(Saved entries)
++++++++

PR #740, opened 2020-04-28
D3ASIM-2302: Added cumulative energy bills. Fixed issue with market f…

spyrostz:
…ee calculation. Added integration tests for the cumulative bills.

### DIFF
--- a/integration_tests/integration_tests.feature
+++ b/integration_tests/integration_tests.feature
@@ -50,6 +50,16 @@ Feature: Run integration tests
       |      two_sided_market.default_2a       |
       |    two_sided_pay_as_clear.default_2a   |
 
+  Scenario Outline: Test Cumulative Bills
+    Given we have a scenario named <scenario>
+    And d3a is installed
+    When we run the simulation with setup file <scenario> and parameters [24, 60, 60, 1]
+    Then the cumulative energy bills for each area are the sum of its children
+  Examples: Settings
+      |                scenario                |
+      |               default_2a               |
+      |      two_sided_market.default_2a       |
+      |    two_sided_pay_as_clear.default_2a   |
 
   Scenario Outline: Simulation subscribes on the appropriate channels
      Given d3a is installed
@@ -137,6 +147,16 @@ Feature: Run integration tests
      And the past markets are not kept in memory
      And we run the simulation with setup file default_2a and parameters [24, 60, 60, 1]
      Then the energy bills are identical no matter if the past markets are kept
+
+  Scenario: Cumulative bills are the same with and without keeping the past markets
+     Given we have a scenario named default_2a
+     And d3a is installed
+     And the past markets are kept in memory
+     When we run the simulation with setup file default_2a and parameters [24, 60, 60, 1]
+     And the reported cumulative bills are saved
+     And the past markets are not kept in memory
+     And we run the simulation with setup file default_2a and parameters [24, 60, 60, 1]
+     Then the cumulative bills are identical no matter if the past markets are kept
 
   Scenario Outline: Price energy day results are the same with and without keeping the past markets
      Given we have a scenario named <scenario>
--- a/integration_tests/integration_tests.feature
+++ b/integration_tests/integration_tests.feature
@@ -60,6 +60,7 @@ Feature: Run integration tests
       |               default_2a               |
       |      two_sided_market.default_2a       |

++++++++

If a line in the records contains the word "file", copy it.

Task result ->
+    When we run the simulation with setup file <scenario> and parameters [24, 60, 60, 1]
      And we run the simulation with setup file default_2a and parameters [24, 60, 60, 1]
+     When we run the simulation with setup file default_2a and parameters [24, 60, 60, 1]
+     And we run the simulation with setup file default_2a and parameters [24, 60, 60, 1]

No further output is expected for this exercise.